- [WORK REQUIRED]:
Among the entries that follow, the required portion opens with the line containing "-107,6 +109,9 @@" and closes with the line containing "for wallet creation". Give that portion again exactly, and nothing else.

○ ○ ○ ○

PR #4386, opened 2023-08-10
Paul/xrp dex

paullinator:
### CHANGELOG

added: XRP DEX support
fixed: Exchange quote layout spacing

### Dependencies

 none

### Requirements

- [x] Tested on iOS device

---
  - https://app.asana.com/0/0/1205228472265668


src/components/scenes/CryptoExchangeQuoteScene.tsx
```diff
@@ -97,6 +98,22 @@ export class CryptoExchangeQuoteScreenComponent extends React.Component<Props, S
     ))
   }
 
+  showExplanationForCanBePartial = async () => {
```
swansontec, line 101: This method name needs to start with `handle` to satisfy a lint rule we plan to enable one day. Maybe `handleCanBePartialExplanation`

src/locales/en_US.ts
```diff
@@ -785,6 +785,12 @@ const strings = {
   edge_login_fail_message: 'Could not connect to network. Please check your network connection and try again.',
   edge_login_fetching: 'Fetching Edge Login info...',
   modal_addressexplorer_message: 'Show Address in Block Explorer?',
+  can_be_partial_quote: 'Maybe Partial Quote',
```
swansontec, line 788: The string name should have `_title` on the end, per a previous sidebar. I also think we should drop the word "Maybe", since that's included in the explanation below.

swansontec (changes requested):
Only minor changes here.

src/components/scenes/CryptoExchangeQuoteScene.tsx
paullinator: This was to be consistent with other handler `showExplanationForEstimate`

I'll fix with a cleanup to the other handler as well

src/locales/en_US.ts
paullinator: This was also to be consistent with `estimated_exchange_rate` but that's the a fair catch. I'll change to adhere to new standards

swansontec (approved):

PR #4389, opened 2023-08-11
Monero settings

swansontec:
### CHANGELOG

- added: A Monero settings scene.

### Dependencies

 none

### Requirements

- [x] Tested on iOS device

---
  - https://app.asana.com/0/0/1204583307528860


src/components/scenes/PromotionSettingsScene.tsx
```diff
@@ -80,19 +81,6 @@ export class PromotionSettingsComponent extends React.Component<Props> {
...
-    backgroundColor: theme.settingsRowBackground,
-    padding: theme.rem(0.5)
-  },
-  textRow: {
-    color: theme.primaryText,
-    fontFamily: theme.fontFaceDefault,
-    fontSize: theme.rem(1),
-    margin: theme.rem(0.5)
-  }
-}))
```
samholmes, line 94: Margin/padding wont match the same presentation as in `SettingsSubHeader` from what I can tell. Is this intentional?

src/components/themed/MaybeMoneroUserSettings.tsx
```diff
@@ -0,0 +1,67 @@
...
+  moneroLwsServer: asString
+})
+type MoneroUserSettings = ReturnType<typeof asMoneroUserSettings>
+
+type Props = CurrencySettingProps<MoneroUserSettings, undefined>
+
+function MoneroUserSettingsComponent(props: Props) {
+  const { defaultSetting, onUpdate, setting } = props
+  const { enableCustomServers, moneroLwsServer } = setting
+  const empty = moneroLwsServer === '' || moneroLwsServer === defaultSetting.moneroLwsServer
```
samholmes, line 25: `isEmpty` or invert the boolean to be `hasCustomServer`

samholmes (changes requested):
A nit and a question

src/components/scenes/PromotionSettingsScene.tsx
swansontec: Yes, the three lines are more spaced out after this change. I think it looks better this way, especially because it's more consistent with the other settings scenes. I think this is part of what Jon was talking about - removing special cases by creating common components.

samholmes (approved):

PR #4979, opened 2024-04-16
Properly set default fiat value for non-USD amounts

paullinator:
Convert $500 to fiat denom of wallet and round to highest decimal precision. This prevents getting a default quote for excessively small or large amounts

### CHANGELOG

- [x] Yes
- [ ] No

### Dependencies

 none

### Requirements

- [x] Tested on iOS device

---
  - https://app.asana.com/0/0/1207000283682116

### DIFF
--- a/CHANGELOG.md
+++ b/CHANGELOG.md
@@ -8,6 +8,7 @@
 - changed: "Split" wallet menu options consolidated into one
 - fixed: Possible to see receive address for a wallet requiring activation when creating the wallet from search
 - fixed: Glitch on transaction list scene when starting search
+- fixed: Properly set default buy/sell fiat amount for non-USD wallets
 - removed: 'X' button on modals
 
 ## 4.5.0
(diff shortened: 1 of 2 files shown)


ios/edge.xcodeproj/project.pbxproj
Jon-edge, line 1: What does this have to do with this change?

Jon-edge (changes requested):

Jon-edge (approved):
I assume the pbxproj commit was accidental, approved if so

ios/edge.xcodeproj/project.pbxproj
paullinator: accidental but I think it may be needed since the changes were automatically created upon compiling the app. Might have been a missing change that got left out of the RN 73 upgrade. If you see this change as well, then it's needed. Otherwise I'll drop it and call it a fluke.

PR #4991, opened 2024-04-19
Add Migrate to Import Flow

Jon-edge:
NOTE: Was unable to route directly to MigrateWalletCalculateFeeScene. Doing so made it think that there was still 0 max spendable for the wallets, even after waiting for wallets to fully sync...

As a workaround, routed a step earlier in the migrate flow instead.

### CHANGELOG

- [x] Yes
- [ ] No

### Dependencies

 none

### Requirements

- [x] Tested on iOS device

---
  - https://app.asana.com/0/0/1205838484838736

### DIFF
--- a/src/components/scenes/CreateWalletCompletionScene.tsx
+++ b/src/components/scenes/CreateWalletCompletionScene.tsx
@@ -1,4 +1,4 @@
-import { EdgeCreateCurrencyWallet } from 'edge-core-js'
+import { EdgeCreateCurrencyWallet, EdgeCurrencyWallet } from 'edge-core-js'
 import * as React from 'react'
 import { ActivityIndicator, View } from 'react-native'
 import { FlatList } from 'react-native-gesture-handler'
@@ -21,6 +21,7 @@ import { cacheStyles, Theme, useTheme } from '../services/ThemeContext'
 import { CreateWalletSelectCryptoRow } from '../themed/CreateWalletSelectCryptoRow'
 import { EdgeText } from '../themed/EdgeText'
 import { SceneHeader } from '../themed/SceneHeader'
+import { MigrateWalletItem } from './MigrateWalletSelectCryptoScene'
 
 export interface CreateWalletCompletionParams {
   createWalletList: WalletCreateItem[]
@@ -43,6 +44,7 @@ const CreateWalletCompletionComponent = (props: Props) => {
   const account = useSelector(state => state.core.account)
 
   const [done, setDone] = React.useState(false)
+  const [wallets, setWallets] = React.useState<EdgeCurrencyWallet[]>([])
 
   const { newWalletItems, newTokenItems } = React.useMemo(() => splitCreateWalletItems(createWalletList), [createWalletList])
 
@@ -107,6 +109,9 @@ const CreateWalletCompletionComponent = (props: Props) => {
           showError(result.error)
           setItemStatus(currentState => ({ ...currentState, [filteredCreateItemsForDisplay[i].key]: 'error' }))
         } else {
+          // Wait for wallet creation
+          await account.waitForCurrencyWallet(result.result.id)
+
           setItemStatus(currentState => ({ ...currentState, [filteredCreateItemsForDisplay[i].key]: 'complete' }))
         }
       }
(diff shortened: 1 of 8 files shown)


src/components/scenes/CreateWalletCompletionScene.tsx
```diff
@@ -160,6 +169,40 @@ const CreateWalletCompletionComponent = (props: Props) => {
...
+    })
+
+    // Navigate to the migration screen with the prepared list
+    if (migrateWalletList.length > 0) {
+      // TODO: Waiting for wallet sync still yields 0 getMaxSpendable...
+      // navigation.navigate('migrateWalletCalculateFee', {
+      //   migrateWalletList
+      // })
+
+      navigation.navigate('migrateWalletSelectCrypto', {
```
peachbits, line 198: It seems like the migrateWalletSelectCrypto scene is being used to delay the user so hopefully the wallets finish syncing by the time they get to the migrateWalletCalculateFee scene. Maybe be better to instead wait for sync ratio and then pause after it briefly to ensure the balance is ready. That seems more likely to be successful than adding the extra scene to slow them down. 

If the routing to the select scene stays or not is ultimately not that important but I dod think where a user waits for the wallet to sync is. That should be in the calculate fee scene before getMaxSpendable is called since there's already a spinner.

peachbits (changes requested):

src/components/scenes/CreateWalletCompletionScene.tsx
```diff
@@ -173,30 +173,21 @@ const CreateWalletCompletionComponent = (props: Props) => {
...
     const migrateWalletList: MigrateWalletItem[] = newWalletItems.map(createWallet => {
       // Link the createWalletIds with the created wallets
-      const { currencyCode, key, pluginId, tokenId, walletType } = createWallet
+      const { key, pluginId } = createWallet
       const wallet = wallets.find(wallet => wallet.currencyInfo.pluginId === pluginId)
 
       return {
-        createWalletIds: wallet == null ? [''] : [wallet.id],
-        currencyCode,
+        ...{ ...createWallet, createWalletIds: wallet == null ? [''] : [wallet.id] },
```
peachbits, line 180: Don't need to double spread. This should work:

```
return {
...createWallet,
createWalletIds: wallet == null ? [''] : [wallet.id] },
displayName: walletNames[key],
key,
type: 'create'
}
```

src/components/scenes/MigrateWalletCalculateFeeScene.tsx
```diff
@@ -126,6 +127,8 @@ const MigrateWalletCalculateFeeComponent = (props: Props) => {
   // track of which makeSpends are successful so we can enable the slider. A single failure from any of a wallet's assets will cast them all as failures.
   useAsyncEffect(
     async () => {
+      if (!migrateWalletsSynced) return
```
peachbits, line 130: Optional: The total wait to sync (and then wait the extra five seconds for balances to hopefully work) is kind of long so maybe it's worth adding a toast like "fragment_transaction_list__synchronizing" as an extra heads up that stuff is working under the hood.

peachbits (changes requested):

src/components/scenes/MigrateWalletCalculateFeeScene.tsx
Jon-edge: Good call

src/components/scenes/CreateWalletCompletionScene.tsx
```diff
@@ -184,7 +218,10 @@ const CreateWalletCompletionComponent = (props: Props) => {
             scrollIndicatorInsets={SCROLL_INDICATOR_INSET_FIX}
           />
 
-          <SceneButtons primary={{ label: lstrings.string_next_capitalized, disabled: !done, onPress: handleNext }} />
+          <SceneButtons
+            primary={{ label: lstrings.string_next_capitalized, disabled: !done, onPress: handleNext }}
+            secondary={{ label: lstrings.migrate_label, disabled: !done, onPress: handleMigrate }}
```
peachbits, line 224: I missed this on the first round of review. This should only be visible for the import flow so it should be dependent on the importText being present

peachbits (changes requested):

peachbits (approved):

PR #5002, opened 2024-04-26
Unify Backup Modals

Jon-edge:
Could consolidate a bit further, but avoiding extra work until after experiment is concluded.

"Original" - Settings, deleting light accounts, receiving FIO requests
image

"Original emergency hack" / "Control Variant" - Our quick and dirty message after realizing people could lose funds. Refreshed to be generally consistent with other backup modals
image

Other Variants:
image
image
image

### CHANGELOG

- [x] Yes
- [ ] No

### Dependencies

https://github.com/EdgeApp/edge-react-gui/pull/5009

### Requirements

- [x] Tested on iOS device

---
  - https://app.asana.com/0/0/1207024313887978


src/components/modals/ButtonsModal.tsx
```diff
@@ -62,42 +61,39 @@ export function ButtonsModal<Buttons extends { [key: string]: ButtonInfo }>(prop
...
-            }
-
-            return <ButtonUi4 key={key} label={label} marginRem={0.5} type={type} onPress={handlePress} layout="column" />
-          })}
-        </View>
+        <ModalButtons
+          primary={buttonInfo.length > 0 ? buttonInfo[0] : undefined}
+          secondary={buttonInfo.length > 1 ? buttonInfo[1] : undefined}
+          tertiary={buttonInfo.length > 2 ? buttonInfo[2] : undefined}
+        />
```
swansontec, line 96: This is a pretty big change! All the buttons modals in the app are going to have their buttons types affected, which will be a big QA effort. This should be its own PR, and in that PR, we'll have to audit all the places where we use this, and we will have to remove the `theme.preferPrimaryButton`.

swansontec (changes requested):
The backup modal changes look OK, but the changes to ButtonsModal are too broad-reaching to slip into this PR. Please skip those out-of-scope commits, and submit them separately.

It should be pretty easy to add `type="primary"` to the `BackupModal` buttons, so I don't think this shoud be a difficult rebase.

src/components/modals/ButtonsModal.tsx
Jon-edge: Yeah this bigger change came from when I resolved with Madison that this is the way we are going regarding modal buttons. I confirmed with Paul if it was safe for white labels to deprecate `theme.preferPrimaryButton` and this is the last remaining place we use `theme.preferPrimaryButton`.

Jon-edge: Created https://github.com/EdgeApp/edge-react-gui/pull/5009

Jon-edge (commented):
Created https://github.com/EdgeApp/edge-react-gui/pull/5009

swansontec (approved):
Thanks for getting this fixed.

○ ○ ○ ○

- [SOLUTION TO THIS TASK]:
@@ -107,6 +109,9 @@ const CreateWalletCompletionComponent = (props: Props) => {
           showError(result.error)
           setItemStatus(currentState => ({ ...currentState, [filteredCreateItemsForDisplay[i].key]: 'error' }))
         } else {
+          // Wait for wallet creation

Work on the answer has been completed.